Segment Start: Data for review

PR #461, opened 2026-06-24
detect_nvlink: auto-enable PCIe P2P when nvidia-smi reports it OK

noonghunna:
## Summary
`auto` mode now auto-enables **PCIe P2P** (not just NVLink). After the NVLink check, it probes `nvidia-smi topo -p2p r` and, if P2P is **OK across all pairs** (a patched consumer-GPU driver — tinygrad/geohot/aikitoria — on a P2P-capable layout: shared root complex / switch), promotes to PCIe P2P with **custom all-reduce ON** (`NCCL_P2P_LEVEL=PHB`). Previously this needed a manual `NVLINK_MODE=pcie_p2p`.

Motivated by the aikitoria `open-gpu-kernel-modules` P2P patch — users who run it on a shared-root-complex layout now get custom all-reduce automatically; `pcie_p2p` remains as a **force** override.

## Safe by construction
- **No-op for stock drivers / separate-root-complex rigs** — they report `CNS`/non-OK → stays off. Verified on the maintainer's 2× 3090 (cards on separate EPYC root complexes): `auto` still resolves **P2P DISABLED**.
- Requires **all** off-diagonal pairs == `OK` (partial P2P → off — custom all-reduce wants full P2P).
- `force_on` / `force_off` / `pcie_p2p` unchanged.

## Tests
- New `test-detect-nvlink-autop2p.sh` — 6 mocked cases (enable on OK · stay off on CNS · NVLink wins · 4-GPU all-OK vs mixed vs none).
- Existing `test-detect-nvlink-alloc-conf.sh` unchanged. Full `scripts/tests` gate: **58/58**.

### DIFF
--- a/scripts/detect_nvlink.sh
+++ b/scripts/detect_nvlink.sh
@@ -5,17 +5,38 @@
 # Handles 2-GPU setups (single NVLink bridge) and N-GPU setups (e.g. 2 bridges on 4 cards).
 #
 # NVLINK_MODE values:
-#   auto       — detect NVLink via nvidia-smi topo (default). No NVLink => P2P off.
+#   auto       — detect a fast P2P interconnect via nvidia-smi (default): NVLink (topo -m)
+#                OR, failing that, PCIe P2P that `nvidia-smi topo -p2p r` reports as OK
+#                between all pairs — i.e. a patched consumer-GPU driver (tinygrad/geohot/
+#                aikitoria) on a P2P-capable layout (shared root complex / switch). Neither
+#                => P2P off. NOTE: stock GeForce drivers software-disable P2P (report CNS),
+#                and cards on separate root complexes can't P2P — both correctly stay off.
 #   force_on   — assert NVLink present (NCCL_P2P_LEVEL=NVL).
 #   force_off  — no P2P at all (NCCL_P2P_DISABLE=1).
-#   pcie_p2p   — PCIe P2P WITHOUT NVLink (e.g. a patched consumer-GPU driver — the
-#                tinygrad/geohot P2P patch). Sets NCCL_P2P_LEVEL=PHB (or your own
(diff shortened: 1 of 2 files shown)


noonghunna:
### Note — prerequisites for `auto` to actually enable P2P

Segment End: Data for review
Segment Start: Data for review

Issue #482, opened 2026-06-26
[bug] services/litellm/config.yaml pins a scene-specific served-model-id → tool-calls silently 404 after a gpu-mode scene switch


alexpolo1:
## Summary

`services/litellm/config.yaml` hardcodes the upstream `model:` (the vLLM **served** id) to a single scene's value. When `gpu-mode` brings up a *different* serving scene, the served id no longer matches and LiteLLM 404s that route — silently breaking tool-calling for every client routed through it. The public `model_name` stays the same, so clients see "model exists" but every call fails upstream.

Segment End: Data for review

▶ **Task goal**:
List, from the entries above, every line in which the word "reports" shows up.

▶ **Output**:
detect_nvlink: auto-enable PCIe P2P when nvidia-smi reports it OK
+#                OR, failing that, PCIe P2P that `nvidia-smi topo -p2p r` reports as OK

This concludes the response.